Data on CRPC are strongly significant and are obtained in large populations from randomized trials. Different phase II and III trials [
66‐
70] used OS and clinical progression free survival as end-points to evaluate the prognostic role of inflammatory variables (Table
4).
Table 4
OR and 95% CI values of different inflammatory parameters used as prognostic indicators in metastatic PC submitted to ADT or in metastatic CRPC
Serum levels IL-8 | | Phase II study in metastatic PC submitted to ADT | IL-8 and overall survival or TNF alpha and overall survival | 1.9 (1.0–3.5) | 0.04 |
2.0 (1.1–3.5) | 0.02 |
Systemic inflammation NLR | | Phase II study on CRPC submitted to docetaxel | NLR and overall survival | 1.65 (1.25–2.18) | <0.001 |
Systemic inflammation and NLR | | Phase II study on CRPC submitted to carbazitaxel | NLR and overall survival | 1.91 (1.31–2.79) | 0.001 |
Systemic inflammation NLR | | Phase III study on CRPC submitted to docetaxel | NLR and risk of death | 1.29 (1.11–1.50) | <0.001 |
Systemic inflammation NLR | | Phase II study on CRPC submitted to sunitinib | NLR and overall survival | 1.55 (1.32–1.83) | <0.01 |
Systemic inflammation NLR | | Phase II study on CRPC submitted to abiraterone | NLR and PSA progression | 4.3 (1.4–13.3) | 0.01 |
Systemic inflammation CRP | | Phase II study on CRPC submitted to docetaxel | CRP and risk of tumor progression or risk of death | 2.18 (1.40–3.40) | 0.001 |
2.0 (1.28–3.12) | 0.002 |
Systemic inflammation mGPS | | Phase II study on CRPC submitted to docetaxel | mGPS and overall survival | 1.87 (1.35–2.59) | <0.001 |
Both NLR and CRP resulted independent and significant predictors of OS and progression free survival in CRPC cases during chemotherapy with Docetaxel and for NLR also during abiraterone . An optimal threshold of NLR for the prediction of OS was set at 2–3 whereas of CRP at 8 [
71].
Externally validated prognostic algorithms, in patients with metastatic CRPC considered for docetaxel, including NLR or CRP have been proposed [
66‐
70].
The results of these studies qualify the NLR as an independent predictor of mortality in CRPC patients and support its incorporation in prognostic models to stratify patients with CRPC.
Conclusions
The high prevalence of chronic inflammation in pathological samples of prostate tissue from surgery or prostate biopsy has sustained a possible link between inflammation and PC. In cases with PC diagnosis, an association with an inflammatory status may determine a poorer prognosis, higher aggressiveness of the tumor and lower response to therapies. These aspects have been analyzed in several clinical trials; however the majority of data are retrospective rather than prospective. Specific markers of prostatic inflammation have not been significantly identified as possible prognostic predictors.

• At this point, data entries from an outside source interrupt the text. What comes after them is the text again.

PR #5796, opened 2024-09-24
drt: endPointIsOutside split

bnmfw:
This PR is waiting for PR #5770 to merge.
`endPointIsOutside` if a function that clearly has two responsibilities:
1. Generate an end point from a begin point in some direction in some layer
2. Check if this point is contained in the pin polygons on that layer.

The function is called twice:
In `prepPoint_pin_checkPoint_planar`:
```
Point end_point;
const bool is_outside = endPointIsOutside(end_point, layer_polys, begin_point, ap->getLayerNum(), dir, is_block);
```
And `prepPoint_pin_checkPoint_viaDir_helper`:
```
Point end_point;
endPointIsOutside(end_point, layer_polys, getViaDef()->getLayer2Num(), dir, is_block);
```
In both cases the caller is interested in generating an end point, but the check for the point being outside is only pertinent for the first, as the second call does not check the returned value.
Therefore the function was split in two different, one for each responsability: `genEndPoint()`and `isPointOutsideShapes()` respectively.

### DIFF
--- a/src/drt/src/pa/FlexPA.h
+++ b/src/drt/src/pa/FlexPA.h
@@ -237,13 +237,35 @@ class FlexPA
       frDirEnum dir,
       T* pin,
       frInstTerm* inst_term);
-  bool prepPoint_pin_checkPoint_planar_ep(
-      Point& end_point,
+
+  /**
+   * @brief Generates an end_point given an begin_point in the direction
+   *
+   * @param layer_polys Pin Polygons on the layer (used for a check)
+   * TODO: maybe the check can be moves to isPointOusideShapes, but not sure
+   * @param begin_point The begin reference point
+   * @param layer_num layer where the point is being created
+   * @param dir direction where the layer will be created
+   * @param is_block wether the begin_point is from a macro block
+   *
+   * @returns the generated end point
+   */
+  Point genEndPoint(
       const std::vector<gtl::polygon_90_data<frCoord>>& layer_polys,
       const Point& begin_point,
-      frLayerNum layer_num,
-      frDirEnum dir,
-      bool is_block);
+      const frLayerNum layer_num,
+      const frDirEnum dir,
+      const bool is_block);
+
+  /**
+   * @brief Checks if a point is outside the layer_polygons
+   *
+   * @return if the point is outside the pin shapes
+   */
+  bool isPointOutsideShapes(
+      Point& point,
+      const std::vector<gtl::polygon_90_data<frCoord>>& layer_polys);
+
   template <typename T>
   void prepPoint_pin_checkPoint_via(
       frAccessPoint* ap,
--- a/src/drt/src/pa/FlexPA_prep.cpp
+++ b/src/drt/src/pa/FlexPA_prep.cpp
@@ -754,8 +754,7 @@ void FlexPA::prepPoint_pin_genPoints(
   }
 }
 
-bool FlexPA::prepPoint_pin_checkPoint_planar_ep(
-    Point& end_point,
+Point FlexPA::genEndPoint(
     const std::vector<gtl::polygon_90_data<frCoord>>& layer_polys,
     const Point& begin_point,
     const frLayerNum layer_num,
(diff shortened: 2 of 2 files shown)


src/drt/src/pa/FlexPA.h
```diff
@@ -371,24 +371,33 @@ class FlexPA
...
+   * @brief Generates an end_point given an begin_point in the direction
    *
-   * @param end_point the End Point to be filled
-   * @param layer_polys a vector with all the pin polygons
-   * @param begin_point the Begin Point
-   * @param layer_num the number of the layer where begin_point is
-   * @param dir the direction the End Point is from the Begin Point
-   * @param is_block if the instance is a macro block.
+   * @param layer_polys Pin Polygons on the layer (used for a check)
+   * TODO: maybe the check can be moves to isPointOusideShapes, but not sure
```
osamahammad21, line 377: I see that we now use only the first polygon in that vector. Maybe pass it directly instead of passing the vector?
Also I don't understand the TODO comment.

src/drt/src/pa/FlexPA.h
```diff
@@ -371,24 +371,33 @@ class FlexPA
...
+   * @param begin_point The begin reference point
+   * @param layer_num layer where the point is being created
+   * @param dir direction where the layer will be created
```
osamahammad21, line 380: what layer?!

src/drt/src/pa/FlexPA_prep.cpp
```diff
@@ -808,17 +807,21 @@ bool FlexPA::check_endPointIsOutside(
...
       logger_->error(DRT, 70, "Unexpected direction in getPlanarEP.");
   }
-  end_point = {x, y};
-  const gtl::point_data<frCoord> pt(x, y);
-  bool outside = true;
+  return {x, y};
+}
+
+bool FlexPA::isPointOutsideShapes(
+    Point& point,
```
osamahammad21, line 814: const

src/drt/src/pa/FlexPA_prep.cpp
```diff
@@ -837,9 +840,9 @@ void FlexPA::check_addPlanarAccess(
   const bool is_block
       = inst_term
         && inst_term->getInst()->getMaster()->getMasterType().isBlock();
-  Point end_point;
-  const bool is_outside = check_endPointIsOutside(
-      end_point, layer_polys, begin_point, ap->getLayerNum(), dir, is_block);
+  Point end_point
```
osamahammad21, line 843: const

src/drt/src/pa/FlexPA_prep.cpp
```diff
@@ -1139,13 +1142,11 @@ bool FlexPA::checkDirectionalViaAccess(
...
       = inst_term
         && inst_term->getInst()->getMaster()->getMasterType().isBlock();
-  Point end_point;
-  check_endPointIsOutside(end_point,
-                          layer_polys,
-                          begin_point,
-                          via->getViaDef()->getLayer2Num(),
-                          dir,
-                          is_block);
+  Point end_point = genEndPoint(layer_polys,
```
osamahammad21, line 1145: ditto

osamahammad21 (changes requested):

src/drt/src/pa/FlexPA.h
bnmfw: The functions still checks for size, so I'm not sure only the first element can be passed.
The TODO comment is about the fact that now that the functions are split the `layer_polys` arguments only exists in `genEndPoint` to raise a warning. I though to moving this warning to `isPointOusideShapes` as it actually uses `layer_polys` for something. The problem is that `isPointOusideShapes` is only used in one of the previous cases, so I don't yet know if moving to it would matter, as then when `genEndPoint` is called alone it will not do this check

osamahammad21:
Check the CI failure and merge conflicts

osamahammad21 (approved):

On the contrary, most of data are focused on markers of systemic inflammation. in particular NLR and CRP, that can be easily obtained from the serum. Based on multivariate analysis they resulted independent significant predictors of clinical response to radiotherapy in localized and locally advanced PC or chemotherapy in CRPC cases, also after adjustment for the other clinical parameters. The suggestion is that these inflammatory parameters, also if not specific for prostatic inflammation and possibly influenced by several factors other than PC, can integrate with established prognostic factors. Validated prognostic algorithms including NLR or CRP have been proposed in particular for CRPC cases but prospective clinical trials should confirm these positive data.